The evidence in the August reporting season suggesting that cyclical stocks’ earnings are recovering is very important, as it may provide the investment Alternative that has been lacking in recent years. It has definitely reignited interest in ‘value’ stocks. If a turning point is in play and ‘value’ is re-emerging as a dominant driver of performance, it marks a significant change for investors.

Recurring themes – dividends and capital management

Two recurrent themes over the past few years have been strong dividends and capital management. The August reporting season was no exception. Macquarie Research data suggests around $70b was paid back to investors via dividends in FY16, well above the long-term average of around $54b.

The dividend payout ratio for ASX 200 companies remains near historic highs (Chart 2), mainly due in recent years to a strong rise in the payout ratio of resource stocks. Bank payout ratios have been relatively stable and industrials have experienced a much more modest rise (Chart 3). Companies are responding to the record low levels of short-term interest rates and bond yields that are forcing investors to find other yield-bearing investment opportunities.

Chart 2: S&P/ASX 200 dividend payout ratio

Source: Datastream, IBES, Deutsche Bank.

Chart 3: Dividend payout ratios – banks, industrials and resources

Source: Datastream, IBES, Deutsche Bank

The forecast fall in the FY17 payout ratio in Chart 2 is interesting – the chart is sourced from Deutsche Bank but is consistent with forecasts among other sell-side analysts.

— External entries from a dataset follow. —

PR #134, opened 2023-02-18
Replace serde-derive crate with serde + the derive feature

mllken:
The serde_derive crate is no longer needed.

### DIFF
--- a/Cargo.lock
+++ b/Cargo.lock
@@ -1243,7 +1243,6 @@ dependencies = [
  "rand_core 0.5.1",
  "russh-cryptovec",
  "serde",
- "serde_derive",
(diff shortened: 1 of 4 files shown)


Eugeny:
Hey, this error like means you've have changes in Cargo.lock that you didn't commit :v:

mllken:
Ah, OK, I have now added it.  I think for libraries, the best practice is usually to not check in Cargo.lock, so I had purposely skipped it. https://doc.rust-lang.org/cargo/guide/cargo-toml-vs-cargo-lock.html

Eugeny:
Good point - it's already in .gitignore but somehow made its way into the repo anyway - deleted!

PR #144, opened 2023-03-03
fix #143: handle CHANNEL_OPEN_FAILURE on server side

### LINKED ISSUE #143: Server: Handle::channel_open_forwarded_tcpip stuck when client fails to connect to remote host
**Description**

Hi, first of all thank you for this great project.
While implementing remote port forwarding (`ssh -R`), I got this issue: if client fails to connect to the designated service, it replies to server with `CHANNEL_OPEN_FAILURE` (92u8).

My issue is that I'm waiting for this reply to continue the process. But it seems that the server drops it.

In the server logs, I found this: `src/server/encrypted.rs:897: unknown message received: Some(92)`.
I assume this is the packet I'm waiting for with `Handle::channel_open_forwarded_tcpip`.

**Environment**

- russh: "0.36.1" (from crates.io)
- logs gathered using `tracing-log`

Please tell me if more details are required. Thanks by advance for your help.

Swelio:
This a small fix to handle CHANNEL_OPEN_FAILURE messages on server side. It fixed my issue so I propose the solution.
Please feel free to correct and add anything I could have missed.

### DIFF
--- a/russh/src/server/encrypted.rs
+++ b/russh/src/server/encrypted.rs
@@ -893,6 +893,23 @@ impl Session {
                     }
                 }
             }
+            Some(&msg::CHANNEL_OPEN_FAILURE) => {
+                debug!("Channel open failed.");
+                let mut buf_pos = buf.reader(1);
+                let channel_num = ChannelId(buf_pos.read_u32().map_err(crate::Error::from)?);
+                let reason =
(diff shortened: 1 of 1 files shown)


Eugeny:
Looks good to me, thank you so much!

@all-contributors add @Swelio for code

PR #146, opened 2023-03-04
correct initial fix for issue 143 (channel open failure on remote port forwarding)

Swelio:
Hello. Thank you for your reply and merge, happy to help!
I realized that my initial solution didn't address the problem correctly. It was only replying to client with the same error code.

This new patch send `ChannelMsg::OpenFailure` as a response to `Handle::wait_channel_confirmation` which can then return an error as `Err(Error::ChannelOpenFailure(reason))` to `Handle::channel_open_forwarded_tcpip`.

This has effectively fixed my own project and the method is not stuck anymore. Sorry for the mistake, I'm quite new on this project so I will take time to read the code in the future.

### DIFF
--- a/russh/src/server/encrypted.rs
+++ b/russh/src/server/encrypted.rs
@@ -895,7 +895,7 @@ impl Session {
                 }
             }
             Some(&msg::CHANNEL_OPEN_FAILURE) => {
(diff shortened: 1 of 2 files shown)


Eugeny:
No worries and thanks for the fix!

PR #148, opened 2023-03-07
Handle tcp-ip-forward global request responses.

jimmyvanhest:
When a tcp-ip-forward global request is sent a REQUEST_SUCCESS or a REQUEST_FAILURE response is expected and should be handled. this is also an opportunity to parse and return the port number returned by the server.

### DIFF
--- a/russh/src/client/encrypted.rs
+++ b/russh/src/client/encrypted.rs
@@ -559,6 +559,20 @@ impl Session {
                 }
                 Ok((client, self))
             }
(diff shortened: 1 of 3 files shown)


Eugeny:
Welcome and thank you for your contribution!

Unfortunately `read_u32` is failing when there's no port info in the request (e.g. in the success response of the `cancel-tcpip-forward` request)

The session should either remember the type of the last global request and act accordingly or in the worst case, just ignore a missing port field.

PR #250, opened 2024-03-12
Typehint states it is optional, but no default value is provided.

PaulJonasJost:
Add None as default value, due to optionality.

### DIFF
--- a/petab/parameter_mapping.py
+++ b/petab/parameter_mapping.py
@@ -307,7 +307,7 @@ def _map_condition(packed_args):
 def get_parameter_mapping_for_condition(
     condition_id: str,
     is_preeq: bool,
-    cur_measurement_df: Optional[pd.DataFrame],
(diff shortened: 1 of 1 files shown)


dweindl (approved):
> Typehint states it is optional, but no default value is provided

`x: Optional[pd.DataFrame]` does not imply that it's an optional argument (i.e. should have a default value). It just means that `None` is a valid value. The naming is very unfortunate. But fine to default to `None` in this specific case.

PaulJonasJost:
> > Typehint states it is optional, but no default value is provided
> 
> `x: Optional[pd.DataFrame]` does not imply that it's an optional argument (i.e. should have a default value). It just means that `None` is a valid value. The naming is very unfortunate. But fine to default to `None` in this specific case.

True perhaps the naming is just unfortunate. Also saw no problem in None as default value. Thanks, will merge.

PR #251, opened 2024-04-16
maint: black -> ruff

dweindl:
Instead of black and isort, run ruff as pre-commit hook. Enable pyupgrade and additional rules.

Applied safe auto-fixes, but validation currently fails. Will be addressed in a follow-up PR (#252).

Relevant changes: `.pre-commit-config.yaml`, `pyproject.toml`


dilpath (approved):
:rocket:

PR #254, opened 2024-04-16
Vis: Make line plot markers configurable

dweindl:
Allow changing the default line style and markers for line plots.

(I'd also prefer to change the default to points-only (no line) for the measurements, but that's up for discussion.)

### DIFF
--- a/petab/visualize/plotter.py
+++ b/petab/visualize/plotter.py
@@ -15,14 +15,21 @@ from .plotting import DataPlot, DataProvider, DataSeries, Figure, Subplot
 
 __all__ = ["Plotter", "MPLPlotter", "SeabornPlotter"]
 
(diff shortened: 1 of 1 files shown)


dilpath (approved):
Fine for me as-is. Alternatively, make it a `dict` like
```python
petab.visualize.plotter.measurement_style = {
    linestyle: "-.",
    marker: "x",
}
```
then parse plot-specific options like
```python
plot_kwargs = plot_specific_defaults | petab.visualize.plotter.measurement_style
```

since then users can specify more plot options like `markersize`.

dilpath:
> (I'd also prefer to change the default to points-only (no line) for the measurements, but that's up for discussion.)

Also my preference :+1:

PR #259, opened 2024-05-14
Require positive bounds for log-scale parameters

dweindl:
Previously, bounds were only checked for non-negativity.

### DIFF
--- a/petab/lint.py
+++ b/petab/lint.py
@@ -547,7 +547,7 @@ def check_parameter_bounds(parameter_df: pd.DataFrame) -> None:
                     f"{LOWER_BOUND} greater than {UPPER_BOUND} for "
                     f"{PARAMETER_ID} {row.name}."
                 )
-            if (row[LOWER_BOUND] < 0.0 or row[UPPER_BOUND] < 0.0) and row[
+            if (row[LOWER_BOUND] <= 0.0 or row[UPPER_BOUND] <= 0.0) and row[
                 PARAMETER_SCALE
             ] in [LOG, LOG10]:
                 raise AssertionError(


MerktSimon (approved):

dilpath (approved):
Fine for me but it means tools cannot implement model selection via regularization with L1 (admittedly nontrivial on log-scale), because that would contradict the nonzero lower bound.

dweindl:
> Fine for me but it means tools cannot implement model selection via regularization with L1 (admittedly nontrivial on log-scale), because that would contradict the nonzero lower bound.

Thx. No strong opinion. I'm fine with either:
* allowing 0, but making that explicit in the specs and silencing all warnings related to log(0) in the library
* excluding 0

Other opinions?

dilpath:
Also no strong opinion.

We support nominal values of 0 regardless of parameter scale and bounds, so no issue for PEtab Select.

Since excluding 0 would be a possibly-breaking change, I would be in favor of allowing 0.

dweindl:
> Since excluding 0 would be a possibly-breaking change, I would be in favor of allowing 0.

Okay, I guess we'll leave it as is for PEtab v1.

For PEtab v2 we'll probably allow 0. For further discussion -> https://github.com/PEtab-dev/PEtab/pull/579

dilpath:
Sampling, e.g. initial start vectors for multi-start optimization, when the lower bound is `0` and the parameter is `log10`-scaled, would mean sampling in `(-inf, upperBound]`, which isn't sensible.

We could require that, if a user specifies a `lowerBound` of `0` for a `log10`-scaled parameter, then they should also specify `initializationPriorParameters` such that the initial sampling of start vectors can occur on `parameterScale` within finite bounds.

A PEtab problem where samples are drawn uniformly from non-finite bounds, should be considered invalid.

from discussion with @dweindl

dweindl:
Closing in favor of https://github.com/PEtab-dev/libpetab-python/pull/278

PR #264, opened 2024-05-30
Simplify yaml schema

dweindl:
Avoid repetitions in yaml schema.

### DIFF
--- a/petab/schemas/petab_schema.v2.0.0.yaml
+++ b/petab/schemas/petab_schema.v2.0.0.yaml
@@ -1,4 +1,4 @@
-# For syntax see: https://json-schema.org/understanding-json-schema/index.html
+# For syntax see: https://json-schema.org/understanding-json-schema
 #$schema: "https://json-schema.org/draft/2019-09/meta/core"
 $schema: "http://json-schema.org/draft-06/schema"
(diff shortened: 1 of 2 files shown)


petab/schemas/petab_schema.v2.0.0.yaml
dilpath, line 1: Top of this file: the URL `https://json-schema.org/understanding-json-schema/index.html` could be changed to `https://json-schema.org/understanding-json-schema`.

Also confusing to read this is a JSON schema, but it's in YAML. Does the JSON schema cover this YAML document explicitly? Or is it just that this document describes some dictionary that JSON schema is compatible with, but the YAML directly is not supported?

dilpath (approved):
:+1:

Is it a sign that the strong focus on dividends is set to wane in FY17 and beyond?  It’s unclear whether the high current payout ratio is just a cyclical trend in response to historically low interest rates or whether it also reflects a structural shift as the ‘baby boomer’ generation moves into pension phase and seeks out alternative yield-based investments.  Only time will tell, but investor appetite for dividends is unlikely to abate soon with interest rates so low and the dividend yield still relatively high. This suggests companies will continue to respond by returning capital to shareholders through dividends and high dividend payout ratios.

Company guidance cautious

Company guidance remained patchy and cautious given the uncertain global macro backdrop and the difficult domestic trading environment. Several companies mentioned slower activity in the final quarter of FY16, partly due to the drawn-out election campaign. Very few companies mentioned any improvement in trading conditions so far in FY17. Meeting current earnings consensus expectations for FY17 is likely to remain challenging.

 

The above information is of a general nature and has been prepared without taking account of your individual investment objectives, financial situation or particular investment needs. It is not intended as financial advice to retail clients. Before making an investment decision, you should consider the appropriateness of the information, having regard to your objectives, financial situation and needs. We recommend you consult with your financial adviser, who can help you determine how best to achieve your financial goals and whether investing in a fund is appropriate for you.